Issue #437, opened 2018-09-07
Break internal dependencies in service


antho1404:
Event, Outputs etc... have a reference on the service and the only reason they have this is to have a nice error message. The service is never needed in the actual business logic, it's just user cosmetic so I would recommend to get rid of this because it's not really needed for the business logic and it can make things complicated in the future

related PR https://github.com/mesg-foundation/core/pull/417#pullrequestreview-153245567

ilgooz:
#475 includes this

PR #491, opened 2018-09-24
service: reduce cycling refs

ilgooz:
depends on #447
closes https://github.com/mesg-foundation/core/issues/437


ilgooz:
good to review

krhubert:
Can you explain why there was a *Sevice in the first place?

Because for me the serviceName (previous service) should be completely removed from task/event struct.

Why Task/Event have to have knwoleage of service they are in?

ilgooz:
@krhubert _Service_ info used while producing errors like [here](https://github.com/mesg-foundation/core/pull/491/files#diff-fb716fbb7bbe727b6611577fbd120d0eR114)

krhubert:
yes, but besides errors/logs?

> If the errors/logs are the only reason, then info about task/event services should be added somewhere else, not on struct level

So if for errors, then it should be removed, and error should be without ServiceName, or the service name should be add by `executor` of the task/event

About the code everthing is ok, but chaing from *Service to string is cosmetic, it should be removed at all.

ilgooz:
@krhubert I understand but the change is not for cosmetic reasons. we had these cycling references before between _Service_ type and others and now we don't keep pointers around. I don't quite agree on removing this meta data because they provide more detailed info about the errors. We can also get these meta info from the caller's level but it'll require us to create an additional error to combine all info about the error. /cc @mesg-foundation/core any more feedbacks?

ilgooz:
about the removed lines from _fromService()_ it should not introduce any bugs, they are just forgotten there, Getters sets the needed values. tests are also passes, if you see any issue please let me know. 

for keeping the parent's meta data info in the child, i think this is a grey area, even std packages introduces this kind of stuff. there should be a balance between where to do this or not. to me, this one is not "evil" and ok. but i'm ok with the both ways. we can combine the errors in the caller's side but we should not modify the returned error

antho1404:
I'm not sure I really understand the part where it's removed from the `fromService` but it's ok because the getters set the value.

What happen if we never call the getters ? In this case we will not have the service/serviceName. This can be a bit dangerous no ?

ilgooz:
the whole idea of exposing service definition from _Service_ type is a bit ambiguous to me. I'd rather having a _Definition_ struct and keep it under _Service_ type privately. While refactoring service package, I didn't choose do this to reduce the complexity of PR and leave it as it is to experiment with it a bit and later decide for an improvement. I was thinking about having a _Definition_ type where it has all these service definition and keeps the values without using pointers, this way it also prevents cycling references.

════════

> THE TASK
The response should hold exactly the lines starting at the line with "on struct level" and ending at the line with "about the removed", and no other line of the material above.

> RESPONSE AREA
> If the errors/logs are the only reason, then info about task/event services should be added somewhere else, not on struct level

So if for errors, then it should be removed, and error should be without ServiceName, or the service name should be add by `executor` of the task/event

About the code everthing is ok, but chaing from *Service to string is cosmetic, it should be removed at all.

ilgooz:
@krhubert I understand but the change is not for cosmetic reasons. we had these cycling references before between _Service_ type and others and now we don't keep pointers around. I don't quite agree on removing this meta data because they provide more detailed info about the errors. We can also get these meta info from the caller's level but it'll require us to create an additional error to combine all info about the error. /cc @mesg-foundation/core any more feedbacks?

ilgooz:
about the removed lines from _fromService()_ it should not introduce any bugs, they are just forgotten there, Getters sets the needed values. tests are also passes, if you see any issue please let me know. 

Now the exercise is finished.